GDT-IDS: graph-based decision tree intrusion detection system for controller area network

With the rapid development of automotive technology, the security of in-vehicle networks (IVN) has received increasing attention. The controller area network (CAN), widely used for in-vehicle communication, faces significant security risks due to its inherent vulnerabilities. These risks can lead to attacks, data leakage, and abnormal functioning of vehicle systems. Currently, the mainstream security approach is the intrusion detection system (IDS). Graph-based IDSs have been widely studied for their ability to represent the relationships between CAN messages through nodes and edges, providing an intuitive and structured analysis that enables effective detection of various types of attacks.
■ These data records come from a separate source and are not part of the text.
PR #324, opened 2019-09-10
ENH Optional `name` arg in civis.io.file_to_civis

jacksonllee:
This main issue that this PR aims to address is to avoid having to write client code like `civis.io.file_to_civis('foobar.txt', 'foobar.txt')`, where the second arg `name` is obligatory currently (as of v1.11.0) but seems unnecessary. I think it'd be perfectly reasonable to allow code like `civis.io.file_to_civis('foobar.txt')` where `name` can internally be inferred from the basename of the given file path -- this is what this PR implements.

### DIFF
--- a/civis/io/_files.py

However, existing graph-based methods rely on basic features, such as the number of nodes, edges, and the maximum degree, which are insufficient for capturing the complex characteristics of spoofing and replay attacks, resulting in suboptimal detection accuracy. To address this, we propose a graph-based decision tree IDS, named GDT-IDS, specifically tailored to the characteristics of spoofing and replay attacks. By analyzing these attack types, we introduce three novel graph-based features-time difference, betweenness centrality, and graph density-that significantly enhance detection accuracy. Moreover, our method can perform multi-class classification, effectively handling mixed attack scenarios. The use of a decision tree model ensures the process remains lightweight and interpretable, making it suitable for resource-constrained systems like vehicles.